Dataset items
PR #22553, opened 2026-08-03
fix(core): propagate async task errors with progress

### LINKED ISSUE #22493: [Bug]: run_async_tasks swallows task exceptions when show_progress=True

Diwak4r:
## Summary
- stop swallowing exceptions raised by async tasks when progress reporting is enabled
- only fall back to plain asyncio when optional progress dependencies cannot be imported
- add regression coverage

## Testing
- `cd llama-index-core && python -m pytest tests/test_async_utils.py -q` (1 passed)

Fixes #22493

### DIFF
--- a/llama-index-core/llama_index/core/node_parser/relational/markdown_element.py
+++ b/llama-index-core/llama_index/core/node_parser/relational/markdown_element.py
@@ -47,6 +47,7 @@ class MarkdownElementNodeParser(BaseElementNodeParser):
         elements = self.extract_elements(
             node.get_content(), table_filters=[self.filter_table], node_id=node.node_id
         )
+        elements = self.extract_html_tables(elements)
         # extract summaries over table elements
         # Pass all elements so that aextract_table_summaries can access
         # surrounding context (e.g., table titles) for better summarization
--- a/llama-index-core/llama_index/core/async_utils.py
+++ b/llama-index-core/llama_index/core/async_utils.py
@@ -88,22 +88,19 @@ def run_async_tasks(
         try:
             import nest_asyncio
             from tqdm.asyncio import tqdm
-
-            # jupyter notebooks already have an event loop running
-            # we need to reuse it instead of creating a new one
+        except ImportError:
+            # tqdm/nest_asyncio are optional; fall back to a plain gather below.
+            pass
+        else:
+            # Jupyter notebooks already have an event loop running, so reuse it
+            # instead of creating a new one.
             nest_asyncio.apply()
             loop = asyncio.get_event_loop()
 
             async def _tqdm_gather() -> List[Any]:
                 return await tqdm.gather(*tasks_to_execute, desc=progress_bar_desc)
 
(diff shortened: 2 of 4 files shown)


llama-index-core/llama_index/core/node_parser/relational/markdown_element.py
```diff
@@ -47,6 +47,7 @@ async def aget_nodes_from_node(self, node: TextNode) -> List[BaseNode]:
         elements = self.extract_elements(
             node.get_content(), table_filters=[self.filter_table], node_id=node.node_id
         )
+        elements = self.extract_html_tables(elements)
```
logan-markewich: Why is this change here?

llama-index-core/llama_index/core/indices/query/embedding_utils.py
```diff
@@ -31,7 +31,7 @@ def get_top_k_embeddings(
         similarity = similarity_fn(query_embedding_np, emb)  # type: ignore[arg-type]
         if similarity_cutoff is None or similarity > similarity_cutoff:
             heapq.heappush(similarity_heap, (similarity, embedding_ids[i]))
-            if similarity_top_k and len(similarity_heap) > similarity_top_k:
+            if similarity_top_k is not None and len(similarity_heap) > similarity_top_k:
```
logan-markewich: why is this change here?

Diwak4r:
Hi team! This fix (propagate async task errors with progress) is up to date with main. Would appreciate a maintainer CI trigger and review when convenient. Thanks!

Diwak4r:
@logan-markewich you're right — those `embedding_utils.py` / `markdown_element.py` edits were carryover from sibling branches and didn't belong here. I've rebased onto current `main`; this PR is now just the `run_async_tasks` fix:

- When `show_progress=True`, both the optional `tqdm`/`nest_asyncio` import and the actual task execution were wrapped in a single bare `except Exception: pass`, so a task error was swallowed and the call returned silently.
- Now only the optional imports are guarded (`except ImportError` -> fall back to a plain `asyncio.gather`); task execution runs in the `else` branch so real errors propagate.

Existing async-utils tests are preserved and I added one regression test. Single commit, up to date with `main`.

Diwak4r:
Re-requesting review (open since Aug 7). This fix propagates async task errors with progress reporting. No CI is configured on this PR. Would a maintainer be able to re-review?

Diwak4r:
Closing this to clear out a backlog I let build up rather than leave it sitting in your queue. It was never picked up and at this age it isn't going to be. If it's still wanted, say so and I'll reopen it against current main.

_Exercise prompt_.
Which lines of the data above contain "List"? Copy each one.

_Result_.
             async def _tqdm_gather() -> List[Any]:
@@ -47,6 +47,7 @@ async def aget_nodes_from_node(self, node: TextNode) -> List[BaseNode]:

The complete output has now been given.